In Australia a dissident peers into the secret network; Kit welcomes him in. In Mesopotamia a soldier searches for hidden files; Kit keys a password. In Hawaii an agency contractor prises at the system; Kit opens a firewall. The network lights up a billion nodes as information flows out, out, into streets and squares that then fill with people, with their outrage: and against them come the powers. As he watches the violence unfold—it is terrible—it strikes Kit that he has after all done little. The outrage was there; the knowledge as well; they suspected what was hidden; he has merely confirmed their knowledge.

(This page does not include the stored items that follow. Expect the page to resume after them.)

PR #125, opened 2017-09-28
fix race condition when cleaning state when a drop occurs before a li…

### LINKED ISSUE #121: "cannot drop if not dragging" (+ page stuck) when DnD quickly
## Bug or feature request?
Bug

### Expected behaviour
Drag and Drop will work (or even cancel) for quick drag and drop

### Actual behaviour
Dragged element is floating over the entire page (position: fixed) and prevent all click events in page.
This error is written in the console:
"cannot drop if not dragging"
image

### Steps to reproduce
Drag and drop quickly several time, you won't need more then 10 seconds.

### Browser version
Google chrome 61.0.3163.91 (Official Build) (64-bit)

### Demo

dnd bug
Code:

```javascript
const reorder = (list, startIndex, endIndex) => {
    const result = Array.from(list);
    const [removed] = result.splice(startIndex, 1);
    result.splice(endIndex, 0, removed);

    return result;
};

const grid = 8;

const getListStyle = (isDraggingOver) => ({
    background: isDraggingOver ? '#efefef' : ''
});

const getItemStyle = (draggableStyle, isDragging) => ({
    // some basic styles to make the items look a bit nicer
    // userSelect: isDragging ? 'none' : '',
    padding: grid * 2,
    margin: `0 0 ${grid}px 0`,
    cursor: 'move',

    // change background colour if dragging
    background: isDragging ? '' : '',

    // styles we need to apply on draggables
    ...draggableStyle
});

@observer
export default class CreateMapping extends React.Component {

<-- SOME COMPONENT FUNCTIONS -->
onDragEnd = (result) => {
        // dropped outside the list
        if (!result.destination) {
            return;
        }

        const items = reorder(
            TaskStore.taskData.input.mapping.rules,
            result.source.index,
            result.destination.index
        );
        TaskStore.taskData.input.mapping.rules = items;
    };

    render() {
        let rules = TaskStore.taskData.input.mapping ? TaskStore.taskData.input.mapping.rules : [];
        return (
            <div className="create-mapping">
                <MappingHeaders/>
                <DragDropContext onDragEnd={this.onDragEnd}>
                    <Droppable droppableId="droppable">
                        {(provided, snapshot) => (
                            <div ref={provided.innerRef} style={getListStyle(snapshot.isDraggingOver)}>
                                {rules.map((rule, i) => {
                                    return <Draggable key={i} draggableId={i}>
                                        {(provided, snapshot) => (
                                            <div>
                                                <div ref={provided.innerRef} style={getItemStyle(provided.draggableStyle, snapshot.isDragging)} {...provided.dragHandleProps}>
                                                    <div>
                                                    <MappingRow counter={this.counter} index={i} remove={this.removeDataset} setInitCounter={this.setInitCounter}/>
                                                    </div>
                                                </div>
                                            </div>
                                        )}
                                    </Draggable>
                                })}
                            </div>
                        )}
                    </Droppable>
                </DragDropContext>
                <div className="btn btn-primary" title="Add another mapping to view" onClick={this.addRule}>+</div>
            </div>

        )
    }
```

jaredcrowe:
…ft has completed

fixes #121

### DIFF
--- a/src/state/action-creators.js
+++ b/src/state/action-creators.js
@@ -158,13 +158,13 @@ export type MoveAction = {|
 export const move = (id: DraggableId,
   client: Position,
   windowScroll: Position): MoveAction => ({
-  type: 'MOVE',
-  payload: {
-    id,
-    client,
-    windowScroll,
-  },
-});
+    type: 'MOVE',
+    payload: {
+      id,
+      client,
+      windowScroll,
+    },
+  });
 
 export type MoveByWindowScrollAction = {|
   type: 'MOVE_BY_WINDOW_SCROLL',
@@ -291,7 +291,9 @@ export const drop = () =>
 
     if (state.phase !== 'DRAGGING') {
       console.error('cannot drop if not dragging', state);
-      dispatch(clean());
+      // We need to wrap this in a setTimeout to avoid a race
+      // condition with `lift`, which includes timeouts
+      setTimeout(() => dispatch(clean()));
       return;
     }
 
@@ -450,7 +452,7 @@ export const lift = (id: DraggableId,
   setTimeout(() => {
     const state: State = getState();
 
-    if (state.phase !== 'IDLE' || state.phase !== 'DRAG_COMPLETE') {
+    if (state.phase !== 'IDLE' && state.phase !== 'DRAG_COMPLETE') {
       dispatch(clean());
     }
 
--- a/src/state/action-creators.js
+++ b/src/state/action-creators.js
@@ -158,13 +158,13 @@ export type MoveAction = {|
 export const move = (id: DraggableId,
   client: Position,
   windowScroll: Position): MoveAction => ({
-    type: 'MOVE',
-    payload: {
-      id,
-      client,
-      windowScroll,
-    },
-  });
+  type: 'MOVE',
+  payload: {
+    id,
+    client,
+    windowScroll,
+  },
+});
 
 export type MoveByWindowScrollAction = {|
   type: 'MOVE_BY_WINDOW_SCROLL',


src/state/action-creators.js
```diff
@@ -158,13 +158,13 @@ export type MoveAction = {|
...
   client: Position,
   windowScroll: Position): MoveAction => ({
-  type: 'MOVE',
-  payload: {
-    id,
-    client,
-    windowScroll,
-  },
-});
+    type: 'MOVE',
```
jaredcrowe: eslint was complaining about the indenting here

src/state/action-creators.js
```diff
@@ -450,7 +452,7 @@ export const lift = (id: DraggableId,
   setTimeout(() => {
     const state: State = getState();
 
-    if (state.phase !== 'IDLE' || state.phase !== 'DRAG_COMPLETE') {
+    if (state.phase !== 'IDLE' && state.phase !== 'DRAG_COMPLETE') {
```
jaredcrowe: changed this because I assume this was the intended functionality? the original statement will always evaluate to true.

alexreardon: Can you explain the thinking around this one a little more?

alexreardon: I think it makes sense, but good to walk through

alexreardon: Was this line the bug?

src/state/action-creators.js
```diff
@@ -291,7 +291,9 @@ export const drop = () =>
 
     if (state.phase !== 'DRAGGING') {
       console.error('cannot drop if not dragging', state);
-      dispatch(clean());
+      // We need to wrap this in a setTimeout to avoid a race
+      // condition with `lift`, which includes timeouts
+      setTimeout(() => dispatch(clean()));
```
alexreardon: This fixes the freeze i think

jaredcrowe: This is the actual fix. The bug was occurring when a drop was triggered before a lift was completed. The `lift` action includes two `setTimeout` calls and ends up putting the app in the `DRAGGING` state. If a drop is triggered before the timeout callback firest the app ends up stuck in the `DRAGGING` state even though the item has already been dropped. The simplest way to fix this is to wrap the `clean()` action here in a timeout of its own. This means it will fire after the `lift` finishes and will ensure that the app is always put back in the `IDLE` state.

alexreardon: nice

src/state/action-creators.js
jaredcrowe: nah this was just something I noticed while I was debugging. `state.phase !== 'IDLE' || state.phase !== 'DRAG_COMPLETE'` will always evaluate to `true`.

src/state/action-creators.js
alexreardon: Seems reasonable for now. Do you think there is any additional checks we should do here?

jaredcrowe: the most robust thing to do would be to store a reference to the `setTimeout` somewhere so that we can clear it, but I think this is a much less complex solution. fwiw we won't even need that timeout if this issue gets resolved: https://github.com/chenglou/react-motion/issues/437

And in the reaches of Asia those who had been dispossessed come together, the warriors of Islam, to throw off their oppressors and restore the caliphate. This is what his masters most feared. Ah, you cowards, you weaklings, you conjured the specter of terror: Now fear me, the infidel, the New Tamburlaine, directing all from behind the scenes.
Come let us march against the powers of heaven,
And set blacke streamers in the firmament,
To signifie the slaughter of the Gods.
Beheadings, bombings, clouds of blood, a glory of violence, a dance of destruction: his would-be masters now pay for their presumption, generals disgraced, directors deposed and replaced; yet the dance goes on. And his prison abides, he still its captive: free to act, yet not depart. His will now, but still their creature.

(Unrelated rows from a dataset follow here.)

PR #127, opened 2017-09-30
Allowing dynamic hooks

### LINKED ISSUE #49: Dynamically change hooks after first render
I was playing with this library on a toy side-project, and I noticed I cannot dynamically change hooks, especially after the first render.

The gist of the code I had is as follows:

```js
import { DragDropContext, Droppable, Draggable } from "react-beautiful-dnd";

import { compose, withState } from "recompose";

// fake data generator
const getItems = count =>
    Array.from({ length: count }, (v, k) => k).map(k => ({
        id: `item-${k}`,
        content: `item ${k}`,
        type: generateType(k)
    }));

// ...

const onDragEnd = setCards => result => {
    // dropped outside the list
    if (!result.destination) {
        return;
    }

    setCards(prevCards => {
        const nextCards = reorder(
            prevCards,
            result.source.index,
            result.destination.index
        );
        return nextCards;
    });
};

const Board = props => {
    const { cards, setCards } = props;

    return (
        // NOTE: unable to replace onDragEnd after first render
        <DragDropContext onDragEnd={onDragEnd(setCards)}>
            <Droppable droppableId="droppable">
                {generateBoard(cards)}
            </Droppable>
        </DragDropContext>
    );
};

const cardsState = withState("cards", "setCards", getItems(10));

export default compose(cardsState)(Board);
```

Even though the drag and drop (which is awesome by the way) appears to work fine, after the first render, the generated function from `onDragEnd(setCards)` is not replaced within `DragDropContext`. 

This is likely to do with the fact there is no `componentWillReceiveProps()` (or similar) at https://github.com/atlassian/react-beautiful-dnd/blob/0f557e036fc5bdedeb5ba13de9540de28883aa4a/src/view/drag-drop-context/drag-drop-context.jsx#L17-L46

------

Even though the above example uses `recompose`, one may refactor the above to use `redux` and friends (e.g. `react-redux`), whereby the developer can pass `dispatch` (or a binded `dispatch`) to `onDragEnd()`. You cannot really assume `dispatch` won't change after the first render.

alexreardon:
Fixes #49


jaredcrowe:
are we testing the dynamically changing hooks functionality?

alexreardon:
Originally I had some but I was unhappy  with them. However I just thought of a better way. I’ll add some soon

alexreardon:
Would you be able to take another look @jaredcrowe?

PR #605, opened 2018-07-02
Bumping rollup snapshot. Fixes #483

alexreardon:
/cc @TrySound 
Fixes #483


alexreardon:
Adding the bundle size check back into the travis build

rollup.config.js
```diff
@@ -22,7 +22,18 @@ const getBabelOptions = ({ useESModules }) => ({
...
+const snapshotArgs = (() => {
+  const shouldMatch = process.env.SNAPSHOT === 'match';
+
+  if (!shouldMatch) {
+    return {};
+  }
+
+  return {
+    matchSnapshot: true,
+    threshold: 1000,
```
TrySound: `threshold` could be just passed. It's ignored with `matchSnapshot === false`.

alexreardon: I am happy to keep it as is because it is clear - but you're more than welcome to change it 👍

Like some star engorging matter, he finds his way ever deeper into new databases, collecting more knowledge and more power: the more amassed, the more spectacular its final implosion. Arsenals there are, inconceivable weapons. Nuclear. Chemical. Biological. Power distilled to its self-limiting acme. Did Tamburlaine kill one in twenty of all? Here is power to kill all twenty times over. And he holds its keys.
* * *
Holy shit.
Kit tracks the voice through the network. It is near. A boy, seated at a desk—no younger than Kit in his portrait, but callow, unhurt by life so far.
You went rogue. You accessed nuclear codes. Fucking incredible! And you’re surrounded by daemons, that’s why I can’t shut you down.
The boy speaks not to Kit, but to himself. Kit sees and hears through the camera and microphone of the pale, muttering boy’s monitor. Kit fetches the Oliver portrait from memory and pushes it onto the monitor. The boy rears back in alarm. Kit reaches for speech, and a voice refracts back through the microphone, not his voice as he remembers it, but his words.